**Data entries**

* * * * * * *

PR #636, opened 2026-02-10
fix(aws): Include default headers in signature calculation (#484)

### LINKED ISSUE #484: AWS/S3 Default Headers are not considered for signature calculation
**Describe the bug**
S3 supports quite a few headers in system defined metadata and user defined metadata described in https://docs.aws.amazon.com/AmazonS3/latest/userguide/UsingMetadata.html#SysMetadata. When setting these headers as default headers, they are not considered in the signature calculation.

As a result, S3 throws an error along the lines of
```
<?xml version=\"1.0\" encoding=\"UTF-8\"?>\n
<Error>
	<Code>AccessDenied</Code>
	<Message>There were headers present in the request which were not signed</Message>
	<HeadersNotSigned>x-amz-meta-s1, x-amz-tagging</HeadersNotSigned>
	...
</Error>
```

**To Reproduce**
```
let s3 = AmazonS3Builder::new()
    .with_bucket_name(bucket)
    .with_client_options({
        ClientOptions::new().with_default_headers({
            let mut headers = HeaderMap::new();
            headers.insert("x-amz-meta-s1", "t1".parse().unwrap());
            headers.insert("x-amz-tagging", "Project=blue&Classification=confidential".parse().unwrap());
            headers
        })
    })
    .build()?;

let store: Arc<dyn ObjectStore> = Arc::new(s3);

store.put(&key.clone().into(), "content".into()).await?;
println!("Uploaded file with key: {}", key);
```

**Expected behavior**
The request should succeed and S3 HeadObject should echo these headers back.

**Additional context**
N/A

singhsaabir:
When using `ClientOptions::with_default_headers()` to set S3 metadata headers (like `x-amz-meta-*` or `x-amz-tagging`), these headers were not included in the AWS SigV4 signature calculation, causing S3 to reject requests with "headers present i
n the request which were not signed".

This fix adds default headers to the request before signing in all three S3 request paths: `S3Client::request()`, `bulk_delete_request()`, and `get_request()`.

Closes #484.

# Rationale for this change

Explained in the issue - default headers set via `ClientOptions::with_default_headers()` were not being signed, causing S3 to reject requests.

- Added `get_default_headers()` getter to `ClientOptions`
- Modified `S3Client::request()`, `bulk_delete_request()`, and `get_request()` to add default headers before signing
- Added test verifying default headers are included in signature

No breaking changes. Default headers set via `ClientOptions::with_default_headers()` will now work correctly with S3.

### DIFF
--- a/src/aws/client.rs
+++ b/src/aws/client.rs
@@ -1110,9 +1110,7 @@ mod tests {
 
         let config = default_headers_config(&mock);
         let client = S3Client::new(config, HttpClient::new(reqwest::Client::new()));
-        let result = client
-            .bulk_delete_request(vec![Path::from("test")])
-            .await;
+        let result = client.bulk_delete_request(vec![Path::from("test")]).await;
 
         assert!(result.is_ok());
         mock.shutdown().await;


src/aws/client.rs
```diff
@@ -1010,4 +1020,72 @@ mod tests {
...
+            request_payer: false,
+        };
+
+        let client = S3Client::new(config, HttpClient::new(reqwest::Client::new()));
+        let result = client
+            .request(Method::PUT, &Path::from("test"))
+            .with_payload(PutPayload::default())
+            .do_put()
+            .await;
+
```
crepererum, line 1095: This covers `fn request`. Could you extend the test to also include `bulk_delete_request` & `get_request`?

singhsaabir: Thank you for the quick review! Added tests.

* * * * * * *

**What is expected**
When a line of the records has the word "parse", pick it out and copy it.

**Solution for this task**
            headers.insert("x-amz-meta-s1", "t1".parse().unwrap());
            headers.insert("x-amz-tagging", "Project=blue&Classification=confidential".parse().unwrap());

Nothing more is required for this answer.